Ambos se inclinaron hacia el receptor, pero el jazz no les dejaba oír bien.
—¡Valentain! —dijo Gleb—. Ceda por una vez. ¡Dé muestras de generosidad!
—Ya las he dado —gruñó aquel—. Os he montado el receptor. Os voy a desoldar la bobina y no la encontraréis más.
La pequeña muchacha arqueó sus severas cejas e intervino:
—¡Valentín Martínych! La verdad, resulta imposible escuchar tres receptores a la vez. Desconecte el suyo, ya ve que se lo están pidiendo.
(El receptor de Valentín estaba emitiendo precisamente un fox lento, y a la muchacha le gustaba mucho…).
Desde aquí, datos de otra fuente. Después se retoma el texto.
PR #439, opened 2021-12-01
If the test execution is in the PENDING status we should show "Loading"

### LINKED ISSUE #418: If the test execution is in the PENDING status we should not show our awesome gif with cat
Right now when tests are not discovered yet, but the status of run is PENDING we show the gif "TESTS NOT FOUND!"
We should write someting like "Loading" instead

Cheshiriks:
What's done:
* changes logic for show info to execution in the PENDING status
Closes #418

### DIFF
--- a/save-frontend/src/main/kotlin/org/cqfn/save/frontend/components/basic/ExecutionStatistics.kt
+++ b/save-frontend/src/main/kotlin/org/cqfn/save/frontend/components/basic/ExecutionStatistics.kt
@@ -61,14 +61,20 @@ fun executionStatistics(classes: String = "") = fc<ExecutionStatisticsProps> { p
  * @param count tests for execution
  * @return a functional react component
  */
-fun executionTestsNotFound(count: Int?) = fc<ExecutionStatisticsProps> {
-    if (count == 0) {
+fun executionTestsNotFound(count: Int?) = fc<ExecutionStatisticsProps> { props ->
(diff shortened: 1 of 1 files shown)


save-frontend/src/main/kotlin/org/cqfn/save/frontend/components/basic/ExecutionStatistics.kt
```diff
@@ -71,5 +71,11 @@ fun executionTestsNotFound(count: Int?) = fc<ExecutionStatisticsProps> {
                 +"Tests not found!"
             }
         }
+    } else if (count == 0 && props.executionDto?.status == ExecutionStatus.PENDING) {
+        div("d-sm-flex align-items-center justify-content-center mb-4 mt-2") {
+            h1("h3 mb-0 text-gray-800") {
+                +"Loading ..."
```
petertrr, line 77:
```suggestion
                +"Execution is starting..."
```
It's not exactly 'loading', because while execution is still pending, there is nothing to load :)

petertrr (approved):

save-frontend/src/main/kotlin/org/cqfn/save/frontend/components/basic/ExecutionStatistics.kt
Cheshiriks: Agree, fixed)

—¡Serafima Vitalievna! ¡Es monstruoso! —Valentín tropezó con una silla vacía, la agarró al vuelo y empezó a gesticular como si se hallara en una tribuna—: ¿Cómo puede no gustarle el brioso y enérgico jazz a una persona sana y normal? ¡La están estropeando a usted con toda clase de antiguallas! ¿Será posible que no haya bailado nunca el Tango Azul? ¿Que no haya visto nunca el número de variedades de Arkadi Raikin? ¡Pero si usted no ha estado ni en Europa! ¿Dónde habrá podido aprender a vivir? Se lo aconsejo muy de veras: ¡necesita amar a alguien! —peroró por encima del respaldo de la silla sin observar la arruga amarga en los labios de la muchacha—. ¡A alguien, ga depend! ¡El resplandor de las luces nocturnas! ¡El frufrú de los vestidos!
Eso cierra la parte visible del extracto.